Antibiotics have saved countless lives over the decades. However, for the pathogens that kill it, antibiotics are an old enemy, and they are already adept at fighting.
It turns out that the spread of antibiotic resistance may not be as restricted as we assumed, giving more species much easier access to antibiotic resistance than we previously thought.
The results came from a study conducted by bioinformatics researcher Jan Zrimmek from Chalmers University of Technology in Sweden, which looked for markers of movement between DNA elements called plasmids.
If the genome is a cookbook, then the plasmids can be imagined as loose scraps of paper containing valuable recipes stolen from friends and relatives. Many of them contain instructions for making materials that can help bacteria survive stressful conditions.
And for bacteria, the dose of antibiotics is as cumbersome as it is.
While we have been using it as a form of medicine for the better part of a hundred years, the truth is that we have simply been inspired by a microbial arms race that may be as old as life itself.
As different types of microbes have devised new ways to stunt the growth of their bacterial competitors through the ages, bacteria have invented new ways to overcome them.
These defense measures are often preserved in plasmid encoding, allowing bacterial cells to easily share resistance through a process called conjugation. If this word raises thoughts of encounters during prison visits, you need to expand your imagination a little to portray it … among single-celled organisms.
In order to widely distribute plasmids between cells to make bacterial tissues, they must possess a region of genetic coding called the parent–From–Transfer sequence, or oriT.
This sequence is what It deals with an enzyme Which cuts the plasmid to open it for easy copying, and then closes it again. Without oriT, the confidential plasmid recipe would remain in its possession.
In the past, it was thought that each plasmid needed to possess both oriT and the enzyme code in order to participate in conjugation work.

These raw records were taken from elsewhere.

PR #71, opened 2020-12-12
create classes such as "BulldozerProducer", "ExcavatorProducer" and "…

YuraBondarenko:
…TruckProducer". Implemented "Bulldozer", "Truck", "Excavator" and "MachineServiceImpl". Also parameterize "MachineService" and other classes

### DIFF
--- a/src/main/java/core/mate/academy/model/Bulldozer.java
+++ b/src/main/java/core/mate/academy/model/Bulldozer.java
@@ -1,10 +1,14 @@
 package core.mate.academy.model;
 
-/**
- * Add some custom fields that could be only in Bulldozer
- * Do not remove no-args constructor
- */
 public class Bulldozer extends Machine {
+    private boolean hasWheels;
+
+    public Bulldozer(boolean hasWheels, String name, String color) {
+        this.hasWheels = hasWheels;
+        setName(name);
+        setColor(color);
+    }
+
     public Bulldozer() {
     }
 
--- a/src/main/java/core/mate/academy/service/BulldozerProducer.java
+++ b/src/main/java/core/mate/academy/service/BulldozerProducer.java
@@ -1,0 +1,15 @@
+package core.mate.academy.service;
+
+import core.mate.academy.model.Bulldozer;
+import java.util.ArrayList;
+import java.util.List;
+
+public class BulldozerProducer implements MachineProducer<Bulldozer> {
+    @Override
+    public List<Bulldozer> get() {
+        List<Bulldozer> bulldozerList = new ArrayList<>();
+        bulldozerList.add(new Bulldozer(true, "Bulldozer1", "Yellow"));
+        bulldozerList.add(new Bulldozer(false, "Bulldozer2", "Blue"));
+        return bulldozerList;
+    }
+}
--- a/src/main/java/core/mate/academy/service/MachineService.java
+++ b/src/main/java/core/mate/academy/service/MachineService.java
@@ -1,11 +1,12 @@
 package core.mate.academy.service;
 
+import core.mate.academy.model.Machine;
 import java.util.List;
 
 /**
  * Parameterize this service and add its implementation in a separate class.
  */
-public interface MachineService {
+public interface MachineService<T extends Machine> {
 
     /**
      * Return the list of machines.
@@ -16,7 +17,7 @@ public interface MachineService {
      * @param type - any class of Machine sub class. For example: Truck.class or Bulldozer.class
      * @return the list of machines
      */
-    List<Object> getAll(Class type);
+    List<T> getAll(Class<? extends T> type);
 
     /**
      * Fill the machines list with passed value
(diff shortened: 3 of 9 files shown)


src/main/java/core/mate/academy/service/BulldozerProducer.java
```diff
@@ -0,0 +1,15 @@
...
+import core.mate.academy.model.Bulldozer;
+import java.util.ArrayList;
+import java.util.List;
+
+public class BulldozerProducer implements MachineProducer<Bulldozer> {
+    @Override
+    public List<Bulldozer> get() {
+        List<Bulldozer> bulldozerList = new ArrayList<>();
+        bulldozerList.add(new Bulldozer(true, "Bulldozer1", "Yellow"));
+        bulldozerList.add(new Bulldozer(false, "Bulldozer2", "Blue"));
```
antoniukivan, line 12: add variable for every call of `new` operator

src/main/java/core/mate/academy/service/MachineService.java
```diff
@@ -16,7 +17,7 @@
      * @param type - any class of Machine sub class. For example: Truck.class or Bulldozer.class
      * @return the list of machines
      */
-    List<Object> getAll(Class type);
+    List<T> getAll(Class type);
```
antoniukivan, line 20: if you'll get class type and it won't a Mashine

antoniukivan (changes requested):

antoniukivan (approved):

src/main/java/core/mate/academy/model/Bulldozer.java
```diff
@@ -1,10 +1,14 @@
 package core.mate.academy.model;
 
-/**
- * Add some custom fields that could be only in Bulldozer
- * Do not remove no-args constructor
- */
 public class Bulldozer extends Machine {
+    private boolean hasWheels;
```
Sofasmile, line 4: how will we get access to the field?

the same with other classes

src/main/java/core/mate/academy/model/Bulldozer.java
```diff
@@ -1,10 +1,14 @@
...
+
+    public Bulldozer(boolean hasWheels, String name, String color) {
+        this.hasWheels = hasWheels;
+        setName(name);
+        setColor(color);
```
Sofasmile, line 9: we can create a constructor in the class Machine and use it here:
```
super(name, color);
```

src/main/java/core/mate/academy/service/MachineService.java
```diff
@@ -26,13 +27,13 @@
      * @param machines - list of machines to be filled with value
      * @param value    - any object of machine sub class
      */
-    void fill(List<Object> machines, Object value);
+    void fill(List<? super T> machines, Machine value);
```
Sofasmile, line 30: Why do we use Machine here? not T type?

src/main/java/core/mate/academy/service/MachineServiceImpl.java
```diff
@@ -1,7 +1,43 @@
...
+import core.mate.academy.model.Machine;
+import core.mate.academy.model.Truck;
+import java.util.ArrayList;
+import java.util.List;
+
+public class MachineServiceImpl implements MachineService<Machine> {
+    @Override
+    public List<Machine> getAll(Class type) {
+        if (type == Truck.class) {
+            TruckProducer truckProducer = new TruckProducer();
```
Sofasmile, line 14: we should operate with abstraction, not an implementation, so let's operate interfaces instead of class here

src/main/java/core/mate/academy/service/MachineServiceImpl.java
```diff
@@ -1,7 +1,43 @@
...
+            List<? extends Truck> trucks = truckProducer.get();
+            return new ArrayList<>(trucks);
```
Sofasmile, line 16:
```suggestion
            return new ArrayList<>(truckProducer.get());
```

src/main/java/core/mate/academy/service/MachineServiceImpl.java
```diff
@@ -1,7 +1,43 @@
...
+        } else if (type == Bulldozer.class) {
```
Sofasmile, line 17: do we need else block after return statement?

src/main/java/core/mate/academy/service/MachineServiceImpl.java
```diff
@@ -1,7 +1,43 @@
...
+            BulldozerProducer bulldozerProducer = new BulldozerProducer();
+            List<? extends Bulldozer> bulldozers = bulldozerProducer.get();
+            return new ArrayList<>(bulldozers);
+        } else if (type == Excavator.class) {
+            ExcavatorProducer excavatorProducer = new ExcavatorProducer();
+            List<? extends Excavator> excavators = excavatorProducer.get();
+            return new ArrayList<>(excavators);
+        } else {
+            return null;
```
Sofasmile, line 26: return null is a bad practice. Let's return an empty list instead

Sofasmile (changes requested):

Sofasmile (approved):
good job)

Today, it is clear that the enzyme is not necessarily specific to any particular oriT sequence, which means that if a bacterial cell contains many plasmids, some may benefit from the enzymes encoded by others.
If we want to come up with a catalog of plasmids that can be shared – including those that contain instructions for antibiotic resistance – we simply need to know how many contain the oriT sequence.
Unfortunately, finding and measuring these sequences is a daunting and time-consuming task so Zrimec has developed a more efficient method for searching for oriT based on the unique properties of the physical properties of the encoder.
He applied his findings to a database of more than 4,600 plasmids, and calculate how common mobile plasmids were based on oriT prevalence.
It turns out we might have been too far off the mark in how common this basic sequence was, with Zrimec’s scores being eight times higher than the results of previous estimates.
Taking other conversion factors into account, it could mean that there are twice as many mobile plasmids among bacteria than we imagine, with twice the number of bacterial species having. And this is not all.
Another discovery Zrimec made is cause for concern.
“Plasmids belong to different kinetic groups, or MOB groups, so they cannot switch between any bacterial type.” Zrimec says.
However, his research now suggests that half of the oriT sequences he found suitable for conjugation enzymes from the MOB group are very different, suggesting that the boundaries between bacterial species may be more permeable to plasmids than we also thought.
All this is worrying news in the race to develop new anti-bacterial treatments.
“These results could indicate a robust network of plasmids transport between bacteria in humans, animals, plants, soil, aquatic environments, and industries, to name but a few.” Zrimec says.
“Resistance genes occur naturally in many different bacteria in these ecosystems, and the hypothetical network could mean that genes from all of these environments can be passed on to the bacteria that cause disease in humans.”
It’s an arms race we got into in order to save lives – we never imagined how adept bacteria could match our firepower.
Technology like this will help us better understand what we are facing. Indeed, it doesn’t look pretty.
This research was published in Microbiology is open.